Collected data entries:
########################################
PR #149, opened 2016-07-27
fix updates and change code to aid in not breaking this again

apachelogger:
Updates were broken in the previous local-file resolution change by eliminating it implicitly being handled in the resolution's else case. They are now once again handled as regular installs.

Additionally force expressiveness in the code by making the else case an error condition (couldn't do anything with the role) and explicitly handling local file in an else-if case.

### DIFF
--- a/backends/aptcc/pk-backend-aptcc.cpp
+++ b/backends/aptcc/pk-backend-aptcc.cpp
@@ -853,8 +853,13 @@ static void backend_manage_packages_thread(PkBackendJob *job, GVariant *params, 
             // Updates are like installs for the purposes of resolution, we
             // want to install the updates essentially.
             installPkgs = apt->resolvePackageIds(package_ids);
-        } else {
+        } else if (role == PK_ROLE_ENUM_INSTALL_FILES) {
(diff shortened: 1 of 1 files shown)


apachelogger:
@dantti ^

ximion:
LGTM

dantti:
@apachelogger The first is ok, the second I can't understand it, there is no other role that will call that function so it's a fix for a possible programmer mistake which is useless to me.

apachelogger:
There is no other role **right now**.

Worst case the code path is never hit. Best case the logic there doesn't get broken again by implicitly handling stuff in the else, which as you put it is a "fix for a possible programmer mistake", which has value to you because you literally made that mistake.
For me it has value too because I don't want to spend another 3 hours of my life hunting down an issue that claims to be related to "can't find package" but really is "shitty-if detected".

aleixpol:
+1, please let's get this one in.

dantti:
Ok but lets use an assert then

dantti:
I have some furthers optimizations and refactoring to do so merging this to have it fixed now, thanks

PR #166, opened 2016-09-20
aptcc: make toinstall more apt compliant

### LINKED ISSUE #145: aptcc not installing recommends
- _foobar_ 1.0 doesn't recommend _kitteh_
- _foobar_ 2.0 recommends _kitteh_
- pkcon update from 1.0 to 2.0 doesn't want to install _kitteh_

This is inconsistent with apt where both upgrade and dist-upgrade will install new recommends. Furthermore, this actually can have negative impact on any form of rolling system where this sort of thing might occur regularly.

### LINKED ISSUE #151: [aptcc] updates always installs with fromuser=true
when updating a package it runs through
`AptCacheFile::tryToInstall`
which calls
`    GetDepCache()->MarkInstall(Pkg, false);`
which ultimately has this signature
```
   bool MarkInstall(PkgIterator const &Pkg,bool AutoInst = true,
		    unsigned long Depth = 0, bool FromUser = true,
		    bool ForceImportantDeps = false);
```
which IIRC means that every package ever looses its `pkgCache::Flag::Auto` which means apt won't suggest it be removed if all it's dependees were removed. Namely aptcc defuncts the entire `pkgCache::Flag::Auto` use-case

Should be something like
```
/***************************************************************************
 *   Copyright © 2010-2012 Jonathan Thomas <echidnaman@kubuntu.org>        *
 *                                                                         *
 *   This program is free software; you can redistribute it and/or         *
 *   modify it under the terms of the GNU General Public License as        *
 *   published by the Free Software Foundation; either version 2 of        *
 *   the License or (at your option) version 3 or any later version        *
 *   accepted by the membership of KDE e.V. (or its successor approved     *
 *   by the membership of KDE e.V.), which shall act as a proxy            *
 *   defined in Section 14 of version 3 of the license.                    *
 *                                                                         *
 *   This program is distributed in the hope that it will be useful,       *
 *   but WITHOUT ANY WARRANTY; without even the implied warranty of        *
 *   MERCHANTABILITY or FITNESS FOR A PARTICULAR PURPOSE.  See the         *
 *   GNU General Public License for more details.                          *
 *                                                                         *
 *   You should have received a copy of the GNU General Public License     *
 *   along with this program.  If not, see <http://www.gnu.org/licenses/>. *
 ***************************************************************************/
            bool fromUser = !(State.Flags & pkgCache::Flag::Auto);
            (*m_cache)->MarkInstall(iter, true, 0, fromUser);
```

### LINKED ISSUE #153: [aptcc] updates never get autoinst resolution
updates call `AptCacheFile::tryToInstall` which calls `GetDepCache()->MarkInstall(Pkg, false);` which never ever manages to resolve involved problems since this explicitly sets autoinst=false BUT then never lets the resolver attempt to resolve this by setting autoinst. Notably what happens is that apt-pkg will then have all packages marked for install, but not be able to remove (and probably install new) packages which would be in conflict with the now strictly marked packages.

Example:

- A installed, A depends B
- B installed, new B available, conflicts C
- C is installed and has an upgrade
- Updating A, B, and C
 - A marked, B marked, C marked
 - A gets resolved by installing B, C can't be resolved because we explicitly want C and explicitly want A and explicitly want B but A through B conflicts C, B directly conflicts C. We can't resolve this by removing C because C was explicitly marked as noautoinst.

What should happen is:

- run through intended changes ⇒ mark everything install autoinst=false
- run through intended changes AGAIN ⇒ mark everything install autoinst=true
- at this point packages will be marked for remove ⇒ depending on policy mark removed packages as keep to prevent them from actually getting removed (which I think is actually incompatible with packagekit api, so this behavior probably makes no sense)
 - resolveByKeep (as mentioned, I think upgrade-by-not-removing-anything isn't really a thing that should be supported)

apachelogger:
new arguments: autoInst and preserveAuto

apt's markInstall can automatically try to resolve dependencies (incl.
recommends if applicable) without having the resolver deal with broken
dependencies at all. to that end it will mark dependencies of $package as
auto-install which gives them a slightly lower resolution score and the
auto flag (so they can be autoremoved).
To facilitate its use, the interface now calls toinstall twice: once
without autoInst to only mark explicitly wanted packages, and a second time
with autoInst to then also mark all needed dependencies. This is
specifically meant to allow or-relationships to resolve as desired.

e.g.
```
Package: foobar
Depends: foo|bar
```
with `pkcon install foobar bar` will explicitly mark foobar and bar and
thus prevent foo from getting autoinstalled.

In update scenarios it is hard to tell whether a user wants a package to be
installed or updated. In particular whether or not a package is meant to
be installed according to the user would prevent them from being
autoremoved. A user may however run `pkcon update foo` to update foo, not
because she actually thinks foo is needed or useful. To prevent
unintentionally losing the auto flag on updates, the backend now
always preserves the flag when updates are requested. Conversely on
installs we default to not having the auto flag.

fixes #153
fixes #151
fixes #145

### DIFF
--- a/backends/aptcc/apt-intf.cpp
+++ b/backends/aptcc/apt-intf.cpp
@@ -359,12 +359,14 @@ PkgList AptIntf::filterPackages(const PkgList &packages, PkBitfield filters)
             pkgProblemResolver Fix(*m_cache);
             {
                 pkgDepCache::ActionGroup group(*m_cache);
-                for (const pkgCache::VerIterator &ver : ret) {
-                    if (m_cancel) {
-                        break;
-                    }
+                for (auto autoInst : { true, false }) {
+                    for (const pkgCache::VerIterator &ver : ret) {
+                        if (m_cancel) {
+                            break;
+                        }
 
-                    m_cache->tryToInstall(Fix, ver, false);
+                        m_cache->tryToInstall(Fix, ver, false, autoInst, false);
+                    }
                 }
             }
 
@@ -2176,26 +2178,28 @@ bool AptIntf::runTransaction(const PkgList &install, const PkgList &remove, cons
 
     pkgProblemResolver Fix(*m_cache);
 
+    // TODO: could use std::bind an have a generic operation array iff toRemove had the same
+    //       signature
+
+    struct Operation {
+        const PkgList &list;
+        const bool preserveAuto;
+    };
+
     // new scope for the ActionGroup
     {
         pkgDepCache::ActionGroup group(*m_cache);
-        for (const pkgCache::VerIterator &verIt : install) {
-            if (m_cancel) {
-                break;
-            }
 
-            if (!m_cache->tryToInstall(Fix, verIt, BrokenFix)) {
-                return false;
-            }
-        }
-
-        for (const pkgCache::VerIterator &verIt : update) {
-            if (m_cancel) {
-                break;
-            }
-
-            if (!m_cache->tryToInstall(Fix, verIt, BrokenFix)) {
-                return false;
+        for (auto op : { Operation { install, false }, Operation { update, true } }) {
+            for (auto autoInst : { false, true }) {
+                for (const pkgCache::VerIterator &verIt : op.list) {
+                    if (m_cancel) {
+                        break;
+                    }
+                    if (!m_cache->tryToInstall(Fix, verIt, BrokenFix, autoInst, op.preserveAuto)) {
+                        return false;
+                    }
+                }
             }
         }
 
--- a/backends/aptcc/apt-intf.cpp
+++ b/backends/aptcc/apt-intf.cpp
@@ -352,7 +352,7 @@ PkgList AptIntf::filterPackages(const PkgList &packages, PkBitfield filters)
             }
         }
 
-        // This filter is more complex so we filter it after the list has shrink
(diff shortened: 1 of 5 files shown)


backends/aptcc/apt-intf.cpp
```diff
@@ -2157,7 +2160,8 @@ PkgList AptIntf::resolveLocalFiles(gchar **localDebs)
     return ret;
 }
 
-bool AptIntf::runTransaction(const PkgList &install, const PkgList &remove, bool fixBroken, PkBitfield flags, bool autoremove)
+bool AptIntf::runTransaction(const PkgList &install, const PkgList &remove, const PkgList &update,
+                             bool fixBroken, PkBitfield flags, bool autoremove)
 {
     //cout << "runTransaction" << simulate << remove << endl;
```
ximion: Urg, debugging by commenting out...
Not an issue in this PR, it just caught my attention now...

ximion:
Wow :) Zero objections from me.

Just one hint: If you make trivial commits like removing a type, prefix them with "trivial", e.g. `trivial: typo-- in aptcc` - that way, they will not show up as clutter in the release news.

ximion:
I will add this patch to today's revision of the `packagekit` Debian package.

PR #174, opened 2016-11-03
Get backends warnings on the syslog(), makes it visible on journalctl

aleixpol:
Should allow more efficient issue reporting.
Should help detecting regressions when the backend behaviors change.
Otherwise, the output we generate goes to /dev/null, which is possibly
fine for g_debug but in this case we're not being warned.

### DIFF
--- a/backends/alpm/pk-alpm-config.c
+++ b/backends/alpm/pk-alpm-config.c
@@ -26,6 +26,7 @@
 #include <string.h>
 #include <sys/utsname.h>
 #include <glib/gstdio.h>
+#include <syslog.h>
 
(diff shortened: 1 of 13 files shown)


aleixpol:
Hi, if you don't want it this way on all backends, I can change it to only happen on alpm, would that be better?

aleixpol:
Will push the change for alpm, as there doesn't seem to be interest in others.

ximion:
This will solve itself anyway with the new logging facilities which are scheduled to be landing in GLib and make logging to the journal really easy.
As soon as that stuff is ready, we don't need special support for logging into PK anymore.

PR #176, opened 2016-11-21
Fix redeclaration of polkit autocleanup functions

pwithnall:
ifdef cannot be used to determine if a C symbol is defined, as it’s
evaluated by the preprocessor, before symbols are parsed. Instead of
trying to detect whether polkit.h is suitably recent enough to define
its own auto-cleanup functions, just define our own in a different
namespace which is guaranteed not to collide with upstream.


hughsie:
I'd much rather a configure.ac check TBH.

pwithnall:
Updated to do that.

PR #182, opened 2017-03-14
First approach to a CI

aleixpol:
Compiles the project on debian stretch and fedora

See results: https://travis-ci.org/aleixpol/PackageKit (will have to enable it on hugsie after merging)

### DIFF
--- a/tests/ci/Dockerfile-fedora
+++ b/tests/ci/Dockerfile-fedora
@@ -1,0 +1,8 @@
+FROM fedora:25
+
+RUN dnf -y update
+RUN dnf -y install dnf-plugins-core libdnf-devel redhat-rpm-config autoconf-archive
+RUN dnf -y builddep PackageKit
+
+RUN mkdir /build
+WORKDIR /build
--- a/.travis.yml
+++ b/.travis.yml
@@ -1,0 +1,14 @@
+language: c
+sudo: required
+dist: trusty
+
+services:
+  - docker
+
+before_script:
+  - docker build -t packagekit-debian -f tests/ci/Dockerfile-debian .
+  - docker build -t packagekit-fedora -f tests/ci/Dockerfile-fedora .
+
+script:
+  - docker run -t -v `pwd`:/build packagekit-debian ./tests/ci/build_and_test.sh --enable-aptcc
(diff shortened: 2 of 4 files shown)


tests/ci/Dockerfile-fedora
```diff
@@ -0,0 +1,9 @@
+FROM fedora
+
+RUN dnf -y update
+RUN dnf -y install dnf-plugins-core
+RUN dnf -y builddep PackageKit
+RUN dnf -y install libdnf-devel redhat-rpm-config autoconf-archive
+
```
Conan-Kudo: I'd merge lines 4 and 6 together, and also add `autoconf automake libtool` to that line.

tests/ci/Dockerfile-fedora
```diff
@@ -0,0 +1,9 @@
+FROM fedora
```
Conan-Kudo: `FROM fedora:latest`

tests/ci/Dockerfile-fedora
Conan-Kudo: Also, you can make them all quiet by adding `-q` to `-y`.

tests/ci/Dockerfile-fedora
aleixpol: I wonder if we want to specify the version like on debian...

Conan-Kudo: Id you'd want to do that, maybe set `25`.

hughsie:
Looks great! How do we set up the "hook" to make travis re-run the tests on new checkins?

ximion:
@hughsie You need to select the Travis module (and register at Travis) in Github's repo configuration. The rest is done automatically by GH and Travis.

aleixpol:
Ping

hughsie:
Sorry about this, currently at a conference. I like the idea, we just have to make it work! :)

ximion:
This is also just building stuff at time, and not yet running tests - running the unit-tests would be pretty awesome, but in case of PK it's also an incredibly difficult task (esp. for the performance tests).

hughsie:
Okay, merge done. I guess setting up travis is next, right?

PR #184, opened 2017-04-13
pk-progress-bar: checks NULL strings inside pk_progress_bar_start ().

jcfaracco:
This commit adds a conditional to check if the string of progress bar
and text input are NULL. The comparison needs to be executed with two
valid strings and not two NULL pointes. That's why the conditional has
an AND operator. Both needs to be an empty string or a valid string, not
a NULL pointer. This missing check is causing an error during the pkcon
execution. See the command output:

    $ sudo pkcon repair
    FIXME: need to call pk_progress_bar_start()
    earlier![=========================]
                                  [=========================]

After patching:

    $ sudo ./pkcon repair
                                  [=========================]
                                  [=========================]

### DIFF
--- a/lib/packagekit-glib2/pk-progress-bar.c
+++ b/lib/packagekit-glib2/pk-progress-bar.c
########################################
= What you will do =
Copy, please, exactly the lines that start at the first line of the data and end at the line containing "Updates were broken", both kept and no others.

= Answer to the problem =
PR #149, opened 2016-07-27
fix updates and change code to aid in not breaking this again

apachelogger:
Updates were broken in the previous local-file resolution change by eliminating it implicitly being handled in the resolution's else case. They are now once again handled as regular installs.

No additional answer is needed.